Check each line of the data below for the word "margin", then extract the ones that have it.

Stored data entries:
[Start of section]

PR #1788, opened 2024-03-04
feat(components): Allow a prefix element on ComboBox.Option. Promote internal StatusLabel to StatusIndicator, top level component 

felgamedev:
## Motivations

We want to be able to show status of options in a combobox list in the form of a small icon. To do so, we want to reuse the existing StatusIcon in a higher level while maintaining the option to pass any other React element as a prefix (such as text, or an icon)

### Added

StatusIcon[Internal component in StatusLabel] -> StatusIndicator [Component]

### Changed

- Combobox.Option now has optional prefix prop

## Testing

- Use the prefix on a combobox option, passing in any valid React element
- Create a StatusIndicator component

---

Random photo of Atlantis


packages/components/src/StatusIndicator/StatusIndicator.tsx
```diff
@@ -0,0 +1,22 @@
...
+
+interface StatusIndicatorProps {
+  readonly status: StatusType;
+}
+
+export function StatusIndicator({ status }: StatusIndicatorProps) {
+  return (
+    <div
+      style={{ backgroundColor: `var(--color-${status}` }}
+      className={styles.statusIndicator}
```
ericchernuka, line 19: Should this be a `<span />` or is it intended to always be `display: block`?

packages/components/src/StatusIndicator/StatusIndicator.tsx
```diff
@@ -0,0 +1,22 @@
...
+  | "informative";
+
+interface StatusIndicatorProps {
+  readonly status: StatusType;
+}
+
+export function StatusIndicator({ status }: StatusIndicatorProps) {
+  return (
+    <div
+      style={{ backgroundColor: `var(--color-${status}` }}
```
ericchernuka, line 18: What's our stance on style attributes being used instead of classes? Just wondering as I've typically seen the styles given a name based on the status.

docs/components/StatusIndicator/StatusIndicator.stories.mdx
```diff
@@ -0,0 +1,48 @@
...
+import { Content } from "@jobber/components/Content";
+
+<Meta title="Components/Status and Feedback/StatusIndicator/Docs" />
+
+# Status Indicator
+
+The StatusIndicator component is a purely visual component that indicates a
+status (e.g., "Active", "Overdue").
+
+## Usage guidelines
```
darryltec, line 12: I think we should add another sentence in between about "wanting a label? use StatusLabel"

packages/components/src/Combobox/components/ComboboxOption/ComboboxOption.tsx
```diff
@@ -29,7 +31,12 @@ export function ComboboxOption(props: ComboboxOptionProps) {
       }
       className={classnames(styles.option)}
     >
-      {props.label}
+      <Flex template={["shrink", "grow"]}>
+        {props.prefix}
+
+        {props.label}
+      </Flex>
```
darryltec, line 38: this is a bit problematic on long labels when you don't have a prefix 

image

for reference, it does this when you have a prefix

image

packages/components/src/StatusIndicator/StatusIndicator.test.tsx
```diff
@@ -0,0 +1,28 @@
+import { render } from "@testing-library/react";
+import React from "react";
+import { StatusIndicator } from "./StatusIndicator";
+
+it("renders a success status indicator", () => {
+  const { container } = render(<StatusIndicator status="success" />);
+  expect(container).toMatchSnapshot();
```
darryltec, line 7: i wouldn't use a snapshot for this one. I'd actually just assert that. Also, from the looks of it, the snapshot seems wrong too

packages/components/src/StatusIndicator/StatusIndicator.tsx
darryltec: yeah we normally create a CSS file for it and then reference that + use the .d.ts to generate the types we need.

https://github.com/GetJobber/atlantis/blob/a5704355cdc4ffef2919c12a4dbd028c675df909/packages/components/src/ProgressBar/ProgressBarStepped.tsx#L10

https://github.com/GetJobber/atlantis/blob/a5704355cdc4ffef2919c12a4dbd028c675df909/packages/components/src/ProgressBar/Sizes.css#L1-L11

Mostly so we can take advantage of CSS goodness when we need to.

With that said, you mostly just moved this to its own component so i don't mind it.

packages/components/src/StatusIndicator/StatusIndicator.tsx
darryltec: could be a span tho i'd add `display: inline-block` on it tho so it properly flows with other inline elements

packages/components/src/StatusIndicator/StatusIndicator.css
```diff
@@ -0,0 +1,8 @@
+.statusIndicator {
+  width: var(--statusLabel-icon-diameter);
+  height: var(--statusLabel-icon-diameter);
+  margin-top: var(--space-minuscule);
```
darryltec, line 4: i'd actually take this margin out as that would create so much pain for us when you try and use this component where a parent is vertically aligning to the middle and this is offset by 1px down.

I get why this is here tho because of status label so i'd find a way to preserving old styling and alignment on StatusLabel while keeping StatusIndicator free of opinions about spacing.

packages/components/src/StatusLabel/StatusType.ts
darryltec, line 1: Since this is more so a StatusIndicator thing, i'd move this file there (and rename to `StatusIndicator.type.ts`)

darryltec (changes requested):
found an issue with the flex usage in combobox. All-in-all this is pretty good. Just need a bit of a code reorg and cleanup

packages/components/src/Combobox/components/ComboboxOption/ComboboxOption.tsx
felgamedev: Found a way to ensure the rules are applied, not sure how pretty it is though!

docs/components/StatusIndicator/StatusIndicator.stories.mdx
```diff
@@ -0,0 +1,53 @@
...
+| <StatusIndicator status="success" />     | `success`     |
+| <StatusIndicator status="critical" />    | `critical`    |
+| <StatusIndicator status="informative" /> | `informative` |
+| <StatusIndicator status="warning" />     | `warning`     |
+| <StatusIndicator status="inactive" />    | `inactive`    |
+
+## Related components
+
+If you are looking to use a StatusIndicator with a label, consider using
+[StatusLabel](../?path=/docs/components-status-and-feedback-statuslabel-docs--page).
```
darryltec, line 53: We should be stern on this one and go with "you should use" instead of consider

darryltec (changes requested):
just found 1 little tiny thing and we should be good to go!

darryltec (approved):
:shipit: thanks for your contribution!

PR #1789, opened 2024-03-05
fix(components): Fix button label and icon alignment when inside a modal

fagnanm:
## Motivations
When using actions on a modal we allow the passing of icons into the buttons. Turns out our CSS for ordering of the actions also affects the children within the action (labels and icons). This causes whenever you add an icon to a button the right section of a modal the icon will also swap places with the label.

## Changes
Made the global selector more specific so it doesn't touch every element within the left/right sides, just the first element (the buttons themselves)

### Before
image

### After
image

## Testing

Add an icon to a modal action and see what happens

---

Random photo of Atlantis

### DIFF
--- a/packages/components/src/Modal/Modal.css
+++ b/packages/components/src/Modal/Modal.css
@@ -131,10 +131,10 @@
   margin-left: var(--space-small);
 }
 
-.rightAction *:first-child {
+.rightAction > *:first-child {
   order: 2; /* 1 */
 }
 
-.rightAction *:nth-child(2) {
+.rightAction > *:nth-child(2) {
   order: 1; /* 1 */
 }


ZakaryH:
so I was slightly worried this would be a widespread change of the default icon positioning on `Modal`s going from right to left and wanted to see if that resulted in any bad scenarios but after looking through the product, I actually can't find an instance of a Modal with actions that have an icon

believe it or not, the request that spawned this ticket might be the first instance of a Modal with an action having an icon in 5 years!

ZakaryH:
tested this out with some icons with `iconOnRight: true` and then omitting it entirely to leave it on the left as the default behavior

buttons are all still in the correct places
image

icons are being put in the right place too

lastly, while I was searching through the product I did find some instances of Modals that only have a `primaryAction` and `tertiaryAction`, no secondary so thought I'd double check that. also fine

image

ZakaryH (approved):
QA'd it, looks great

checked out the initial PR that added this code, couldn't see anything that it was trying to accomplish that this won't also cover

LGTM

PR #1790, opened 2024-03-06
fix(components): Fix DataListLayout not rerendering

rodrigoeidelvein:
## Motivations

`DataList` was not rerending if the `children` in the same layout changed because it was not being reregistered with the new `children`.

### Added

- 

### Changed

- 

### Deprecated

- 

### Removed

- 

### Fixed

- DataList not rerendering when the `children` of the same layout changed.

### Security

- 

## Testing

`git checkout 7098d47` and go to the `DataList` page and try to toggle the loading using the button on the top.

---

Random photo of Atlantis


darryltec (approved):
i'd like to think about how we can improve this better but to unblock you, since this was added recently, this LGTM

PR #1792, opened 2024-03-07
fix(components): Fix an improper console mock in a test

mattander:
## Motivations

I mocked out console error in one test but forgot that the scope would leak since it was on global scope 🤦‍♂️ 

I've fixed it with a [method from Kent C Dodds](https://github.com/jestjs/jest/pull/5267#issuecomment-356605468). This is to keep the console clean in tests with expected errors. 

## Testing
Just drop a console error in a test following this one and make sure you see it. 
---

Random photo of Atlantis

### DIFF
--- a/packages/components/src/Combobox/Combobox.test.tsx
+++ b/packages/components/src/Combobox/Combobox.test.tsx
@@ -431,9 +431,9 @@ describe("Combobox Compound Component Validation", () => {
 
   it("throws an error when there are multiple Combobox Activators present", () => {
     // This keeps the testing console clean
-    jest.spyOn(console, "error").mockImplementation(() => {
-      return;
-    });
+    const consoleErrorSpy = jest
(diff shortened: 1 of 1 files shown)


packages/components/src/Combobox/Combobox.test.tsx
```diff
@@ -431,7 +431,9 @@ describe("Combobox Compound Component Validation", () => {
 
   it("throws an error when there are multiple Combobox Activators present", () => {
     // This keeps the testing console clean
-    console.error = jest.fn();
+    jest.spyOn(console, "error").mockImplementation(() => {
```
ericchernuka, line 434:
```suggestion
const consoleErrorSpy = jest.spyOn(console, "error").mockImplementation(() => ({}))`

... test

consoleErrorSpy.mockRestore()
```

[End of section]

# Task result
+  margin-top: var(--space-minuscule);
darryltec, line 4: i'd actually take this margin out as that would create so much pain for us when you try and use this component where a parent is vertically aligning to the middle and this is offset by 1px down.
   margin-left: var(--space-small);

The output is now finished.